## [EXERCISE INSTRUCTIONS]
Copy out every line of the listing in which "example" appears.

## [DATA LISTING]
========

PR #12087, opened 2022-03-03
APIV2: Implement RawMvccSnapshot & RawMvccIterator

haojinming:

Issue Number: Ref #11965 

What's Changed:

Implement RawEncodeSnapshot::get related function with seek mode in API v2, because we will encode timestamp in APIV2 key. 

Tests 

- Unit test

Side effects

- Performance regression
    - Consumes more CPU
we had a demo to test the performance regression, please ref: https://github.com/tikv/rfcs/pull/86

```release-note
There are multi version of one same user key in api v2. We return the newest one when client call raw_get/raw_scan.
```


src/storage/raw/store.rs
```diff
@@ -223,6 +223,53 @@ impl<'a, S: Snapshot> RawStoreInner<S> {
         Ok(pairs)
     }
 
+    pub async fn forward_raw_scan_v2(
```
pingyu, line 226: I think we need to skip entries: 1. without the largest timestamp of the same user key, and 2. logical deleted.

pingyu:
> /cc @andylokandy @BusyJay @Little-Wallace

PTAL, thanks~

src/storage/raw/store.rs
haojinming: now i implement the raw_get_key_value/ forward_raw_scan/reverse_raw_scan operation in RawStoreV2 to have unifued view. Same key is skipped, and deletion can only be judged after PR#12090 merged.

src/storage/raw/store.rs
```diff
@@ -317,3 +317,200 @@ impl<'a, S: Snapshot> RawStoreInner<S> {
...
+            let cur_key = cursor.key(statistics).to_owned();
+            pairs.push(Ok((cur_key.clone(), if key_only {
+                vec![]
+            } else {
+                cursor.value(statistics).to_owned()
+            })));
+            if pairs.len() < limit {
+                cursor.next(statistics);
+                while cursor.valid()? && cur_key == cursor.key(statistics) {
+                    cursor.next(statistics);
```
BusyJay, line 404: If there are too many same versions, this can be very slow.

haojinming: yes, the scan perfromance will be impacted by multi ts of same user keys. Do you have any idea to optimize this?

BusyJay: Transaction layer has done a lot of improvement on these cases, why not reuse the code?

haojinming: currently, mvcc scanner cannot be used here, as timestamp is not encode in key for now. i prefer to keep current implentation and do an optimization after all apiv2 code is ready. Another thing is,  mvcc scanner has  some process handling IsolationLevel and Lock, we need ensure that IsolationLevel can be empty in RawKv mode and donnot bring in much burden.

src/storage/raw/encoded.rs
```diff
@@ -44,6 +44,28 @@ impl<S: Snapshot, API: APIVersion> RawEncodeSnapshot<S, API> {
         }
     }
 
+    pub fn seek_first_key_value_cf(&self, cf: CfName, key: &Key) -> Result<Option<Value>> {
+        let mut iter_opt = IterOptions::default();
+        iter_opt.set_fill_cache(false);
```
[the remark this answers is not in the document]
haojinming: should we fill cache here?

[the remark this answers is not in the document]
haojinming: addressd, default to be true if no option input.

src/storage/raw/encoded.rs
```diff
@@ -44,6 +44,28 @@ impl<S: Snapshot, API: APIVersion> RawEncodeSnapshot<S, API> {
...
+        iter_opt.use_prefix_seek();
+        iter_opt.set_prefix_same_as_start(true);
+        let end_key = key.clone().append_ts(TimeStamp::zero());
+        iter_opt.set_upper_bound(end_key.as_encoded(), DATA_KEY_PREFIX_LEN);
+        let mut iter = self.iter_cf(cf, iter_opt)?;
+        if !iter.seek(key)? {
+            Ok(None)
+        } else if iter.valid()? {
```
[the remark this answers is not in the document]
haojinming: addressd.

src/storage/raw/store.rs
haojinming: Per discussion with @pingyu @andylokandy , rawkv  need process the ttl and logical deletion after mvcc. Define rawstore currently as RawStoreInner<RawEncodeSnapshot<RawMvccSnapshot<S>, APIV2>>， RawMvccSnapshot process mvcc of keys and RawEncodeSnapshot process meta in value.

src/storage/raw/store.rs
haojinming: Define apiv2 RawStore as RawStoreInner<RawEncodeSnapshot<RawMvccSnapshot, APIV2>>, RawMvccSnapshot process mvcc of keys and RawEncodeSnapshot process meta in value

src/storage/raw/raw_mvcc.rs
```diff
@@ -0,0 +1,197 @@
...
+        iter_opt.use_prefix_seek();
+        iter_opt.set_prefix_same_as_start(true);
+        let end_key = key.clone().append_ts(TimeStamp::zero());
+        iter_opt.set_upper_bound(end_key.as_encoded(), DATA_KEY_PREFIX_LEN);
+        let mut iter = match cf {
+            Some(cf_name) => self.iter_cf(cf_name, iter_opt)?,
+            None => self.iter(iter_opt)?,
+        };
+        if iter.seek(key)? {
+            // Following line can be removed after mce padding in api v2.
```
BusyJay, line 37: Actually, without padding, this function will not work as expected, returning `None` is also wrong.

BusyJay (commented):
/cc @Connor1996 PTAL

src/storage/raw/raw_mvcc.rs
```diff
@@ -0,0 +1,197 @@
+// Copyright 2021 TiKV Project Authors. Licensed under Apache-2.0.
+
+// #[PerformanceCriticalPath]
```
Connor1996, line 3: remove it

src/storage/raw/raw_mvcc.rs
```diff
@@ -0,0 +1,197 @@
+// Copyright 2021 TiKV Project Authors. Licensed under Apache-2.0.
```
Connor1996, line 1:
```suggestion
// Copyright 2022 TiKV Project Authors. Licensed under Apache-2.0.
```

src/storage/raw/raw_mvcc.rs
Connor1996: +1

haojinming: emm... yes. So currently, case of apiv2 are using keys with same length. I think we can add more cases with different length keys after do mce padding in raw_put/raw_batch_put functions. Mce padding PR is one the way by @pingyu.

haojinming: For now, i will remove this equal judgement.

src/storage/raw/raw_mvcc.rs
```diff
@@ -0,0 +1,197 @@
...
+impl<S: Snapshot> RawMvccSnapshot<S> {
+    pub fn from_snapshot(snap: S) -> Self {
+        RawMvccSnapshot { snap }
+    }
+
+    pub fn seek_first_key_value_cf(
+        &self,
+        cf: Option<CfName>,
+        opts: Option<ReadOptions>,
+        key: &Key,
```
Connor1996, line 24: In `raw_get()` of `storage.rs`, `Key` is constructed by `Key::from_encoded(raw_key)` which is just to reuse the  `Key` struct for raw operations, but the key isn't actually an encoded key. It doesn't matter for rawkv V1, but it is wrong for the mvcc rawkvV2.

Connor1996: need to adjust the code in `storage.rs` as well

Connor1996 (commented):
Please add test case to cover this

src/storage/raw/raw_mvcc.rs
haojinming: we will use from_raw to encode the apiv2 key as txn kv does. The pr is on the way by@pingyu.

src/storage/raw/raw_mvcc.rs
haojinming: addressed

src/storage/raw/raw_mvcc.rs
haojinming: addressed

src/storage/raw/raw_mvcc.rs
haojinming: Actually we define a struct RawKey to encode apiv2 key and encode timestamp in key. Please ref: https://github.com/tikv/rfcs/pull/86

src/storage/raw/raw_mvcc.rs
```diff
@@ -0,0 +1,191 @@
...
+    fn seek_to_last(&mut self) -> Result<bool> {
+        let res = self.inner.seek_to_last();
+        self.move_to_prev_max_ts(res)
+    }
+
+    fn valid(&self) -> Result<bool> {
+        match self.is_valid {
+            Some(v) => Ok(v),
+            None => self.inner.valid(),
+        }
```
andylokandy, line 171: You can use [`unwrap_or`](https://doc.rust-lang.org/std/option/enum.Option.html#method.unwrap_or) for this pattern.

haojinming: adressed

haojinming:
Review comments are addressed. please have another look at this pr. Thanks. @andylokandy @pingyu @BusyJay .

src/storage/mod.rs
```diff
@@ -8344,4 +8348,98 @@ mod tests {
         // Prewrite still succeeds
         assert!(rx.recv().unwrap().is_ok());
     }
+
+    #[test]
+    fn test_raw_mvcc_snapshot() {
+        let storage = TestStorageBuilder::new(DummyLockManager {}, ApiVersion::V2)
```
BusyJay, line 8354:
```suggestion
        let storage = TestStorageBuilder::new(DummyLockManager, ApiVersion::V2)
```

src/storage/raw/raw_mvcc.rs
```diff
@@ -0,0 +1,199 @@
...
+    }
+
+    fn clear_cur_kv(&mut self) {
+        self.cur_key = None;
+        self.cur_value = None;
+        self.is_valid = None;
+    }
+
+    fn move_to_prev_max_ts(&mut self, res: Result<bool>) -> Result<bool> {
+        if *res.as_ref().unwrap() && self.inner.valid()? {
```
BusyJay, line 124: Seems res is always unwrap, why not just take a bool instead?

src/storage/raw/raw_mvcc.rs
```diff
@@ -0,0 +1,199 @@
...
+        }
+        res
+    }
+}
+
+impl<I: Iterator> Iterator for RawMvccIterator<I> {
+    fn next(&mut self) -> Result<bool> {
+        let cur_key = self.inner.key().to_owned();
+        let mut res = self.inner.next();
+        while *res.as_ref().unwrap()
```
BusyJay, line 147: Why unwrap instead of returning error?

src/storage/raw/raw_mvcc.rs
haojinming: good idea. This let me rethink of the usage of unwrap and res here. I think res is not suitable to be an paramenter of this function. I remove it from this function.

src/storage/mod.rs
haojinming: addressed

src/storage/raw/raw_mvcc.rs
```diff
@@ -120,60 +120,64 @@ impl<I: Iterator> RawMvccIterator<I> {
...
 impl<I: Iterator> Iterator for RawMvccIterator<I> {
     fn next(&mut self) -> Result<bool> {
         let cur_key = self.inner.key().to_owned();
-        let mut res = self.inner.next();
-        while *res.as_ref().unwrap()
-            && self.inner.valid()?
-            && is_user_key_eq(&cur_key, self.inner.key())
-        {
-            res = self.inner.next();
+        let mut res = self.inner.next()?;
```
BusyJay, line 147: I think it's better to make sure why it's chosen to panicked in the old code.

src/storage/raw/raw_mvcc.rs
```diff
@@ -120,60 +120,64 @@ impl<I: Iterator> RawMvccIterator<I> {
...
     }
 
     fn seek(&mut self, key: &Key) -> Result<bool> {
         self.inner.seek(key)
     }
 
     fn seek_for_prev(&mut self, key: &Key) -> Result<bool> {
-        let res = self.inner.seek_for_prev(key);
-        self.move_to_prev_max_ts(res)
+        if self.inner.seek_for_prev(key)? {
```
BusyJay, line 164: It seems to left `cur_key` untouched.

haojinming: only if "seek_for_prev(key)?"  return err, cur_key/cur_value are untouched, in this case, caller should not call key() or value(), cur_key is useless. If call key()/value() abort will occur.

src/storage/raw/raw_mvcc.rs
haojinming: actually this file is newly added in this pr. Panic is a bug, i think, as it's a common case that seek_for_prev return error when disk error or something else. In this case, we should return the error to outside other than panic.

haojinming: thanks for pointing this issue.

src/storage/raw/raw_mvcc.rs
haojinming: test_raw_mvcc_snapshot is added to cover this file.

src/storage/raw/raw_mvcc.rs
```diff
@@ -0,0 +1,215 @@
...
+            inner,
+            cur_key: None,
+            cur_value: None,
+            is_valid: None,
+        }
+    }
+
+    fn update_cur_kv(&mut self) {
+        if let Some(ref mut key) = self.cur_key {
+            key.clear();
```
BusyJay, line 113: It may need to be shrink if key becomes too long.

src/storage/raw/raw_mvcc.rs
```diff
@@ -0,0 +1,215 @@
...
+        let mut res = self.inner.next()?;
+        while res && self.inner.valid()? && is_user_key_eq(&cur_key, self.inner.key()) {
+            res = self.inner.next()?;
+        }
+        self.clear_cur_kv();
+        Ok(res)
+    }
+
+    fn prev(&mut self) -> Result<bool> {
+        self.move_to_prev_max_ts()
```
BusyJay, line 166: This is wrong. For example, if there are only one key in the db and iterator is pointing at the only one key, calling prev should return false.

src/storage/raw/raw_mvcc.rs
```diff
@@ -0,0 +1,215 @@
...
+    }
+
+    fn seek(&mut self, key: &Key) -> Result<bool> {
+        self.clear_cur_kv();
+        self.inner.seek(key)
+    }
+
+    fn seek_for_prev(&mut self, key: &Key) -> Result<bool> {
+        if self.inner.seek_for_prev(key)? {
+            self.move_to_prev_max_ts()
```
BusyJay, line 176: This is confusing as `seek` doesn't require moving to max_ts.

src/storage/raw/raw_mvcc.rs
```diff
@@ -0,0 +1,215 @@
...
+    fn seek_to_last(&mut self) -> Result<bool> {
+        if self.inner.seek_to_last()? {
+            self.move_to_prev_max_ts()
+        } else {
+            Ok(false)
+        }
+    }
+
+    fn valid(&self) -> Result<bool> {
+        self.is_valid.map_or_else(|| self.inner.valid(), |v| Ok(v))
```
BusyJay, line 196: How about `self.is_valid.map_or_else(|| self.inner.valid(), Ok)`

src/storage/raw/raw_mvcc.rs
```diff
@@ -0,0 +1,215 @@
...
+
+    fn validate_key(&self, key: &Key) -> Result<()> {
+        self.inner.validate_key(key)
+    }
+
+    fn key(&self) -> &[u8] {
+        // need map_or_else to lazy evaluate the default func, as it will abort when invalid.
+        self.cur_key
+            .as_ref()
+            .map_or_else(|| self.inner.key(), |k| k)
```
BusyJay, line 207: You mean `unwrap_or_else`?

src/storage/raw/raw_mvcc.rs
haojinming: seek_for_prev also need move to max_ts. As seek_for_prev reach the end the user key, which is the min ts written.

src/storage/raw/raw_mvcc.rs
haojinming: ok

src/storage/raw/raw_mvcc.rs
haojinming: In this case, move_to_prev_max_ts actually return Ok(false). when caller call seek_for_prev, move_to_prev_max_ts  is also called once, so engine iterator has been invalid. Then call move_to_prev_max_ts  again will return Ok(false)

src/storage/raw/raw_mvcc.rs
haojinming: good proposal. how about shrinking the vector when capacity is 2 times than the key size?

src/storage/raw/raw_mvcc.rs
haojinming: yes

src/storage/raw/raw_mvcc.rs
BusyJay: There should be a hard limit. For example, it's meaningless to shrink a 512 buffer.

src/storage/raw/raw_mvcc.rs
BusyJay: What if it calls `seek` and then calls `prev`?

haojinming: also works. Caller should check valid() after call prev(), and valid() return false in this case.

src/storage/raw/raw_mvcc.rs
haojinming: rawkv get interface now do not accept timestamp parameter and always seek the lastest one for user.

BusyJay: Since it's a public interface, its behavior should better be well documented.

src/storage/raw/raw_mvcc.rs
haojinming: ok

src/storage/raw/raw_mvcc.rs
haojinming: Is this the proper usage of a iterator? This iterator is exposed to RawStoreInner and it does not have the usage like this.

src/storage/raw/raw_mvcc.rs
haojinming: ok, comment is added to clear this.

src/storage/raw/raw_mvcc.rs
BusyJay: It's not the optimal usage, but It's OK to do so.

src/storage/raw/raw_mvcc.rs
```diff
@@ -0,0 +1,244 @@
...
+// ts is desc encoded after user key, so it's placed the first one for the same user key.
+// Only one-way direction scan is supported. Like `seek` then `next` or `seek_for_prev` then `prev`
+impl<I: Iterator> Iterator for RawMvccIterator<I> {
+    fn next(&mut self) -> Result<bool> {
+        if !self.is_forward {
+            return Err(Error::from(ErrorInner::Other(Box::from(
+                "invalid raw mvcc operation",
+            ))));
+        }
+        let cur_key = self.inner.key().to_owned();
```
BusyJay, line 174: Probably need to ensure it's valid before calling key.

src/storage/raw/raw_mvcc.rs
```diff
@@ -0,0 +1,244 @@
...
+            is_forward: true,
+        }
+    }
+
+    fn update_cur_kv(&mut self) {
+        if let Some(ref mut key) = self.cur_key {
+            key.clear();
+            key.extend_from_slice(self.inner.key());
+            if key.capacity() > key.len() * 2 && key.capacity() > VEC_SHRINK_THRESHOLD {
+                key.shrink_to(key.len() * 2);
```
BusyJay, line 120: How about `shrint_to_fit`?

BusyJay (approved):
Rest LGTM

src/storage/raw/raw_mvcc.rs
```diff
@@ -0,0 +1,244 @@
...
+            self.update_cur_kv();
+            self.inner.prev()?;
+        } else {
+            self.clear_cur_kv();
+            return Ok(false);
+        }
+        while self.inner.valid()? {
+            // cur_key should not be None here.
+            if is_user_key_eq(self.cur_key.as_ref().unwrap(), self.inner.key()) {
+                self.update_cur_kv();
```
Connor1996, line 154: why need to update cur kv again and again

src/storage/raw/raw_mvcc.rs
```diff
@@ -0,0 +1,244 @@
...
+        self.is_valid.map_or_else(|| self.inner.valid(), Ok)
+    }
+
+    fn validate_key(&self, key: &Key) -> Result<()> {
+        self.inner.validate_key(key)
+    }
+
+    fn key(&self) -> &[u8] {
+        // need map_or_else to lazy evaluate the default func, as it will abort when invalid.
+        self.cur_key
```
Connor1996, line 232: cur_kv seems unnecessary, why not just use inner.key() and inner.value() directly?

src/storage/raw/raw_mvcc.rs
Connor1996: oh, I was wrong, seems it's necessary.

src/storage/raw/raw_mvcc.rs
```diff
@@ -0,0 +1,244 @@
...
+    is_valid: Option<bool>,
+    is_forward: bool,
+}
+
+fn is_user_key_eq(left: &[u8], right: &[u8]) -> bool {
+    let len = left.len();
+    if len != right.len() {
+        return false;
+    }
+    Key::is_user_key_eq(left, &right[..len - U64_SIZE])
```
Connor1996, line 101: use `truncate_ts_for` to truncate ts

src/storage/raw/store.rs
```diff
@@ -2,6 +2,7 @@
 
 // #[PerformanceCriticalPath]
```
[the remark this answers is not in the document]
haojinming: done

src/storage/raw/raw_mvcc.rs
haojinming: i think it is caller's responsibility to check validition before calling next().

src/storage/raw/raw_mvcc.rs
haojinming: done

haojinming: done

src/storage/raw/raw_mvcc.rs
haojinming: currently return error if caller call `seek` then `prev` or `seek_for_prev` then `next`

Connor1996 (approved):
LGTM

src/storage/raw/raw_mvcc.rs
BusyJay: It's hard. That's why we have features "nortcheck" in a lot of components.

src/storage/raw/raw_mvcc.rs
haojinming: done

========

## [COMPLETED EXERCISE]
BusyJay, line 166: This is wrong. For example, if there are only one key in the db and iterator is pointing at the only one key, calling prev should return false.
BusyJay: There should be a hard limit. For example, it's meaningless to shrink a 512 buffer.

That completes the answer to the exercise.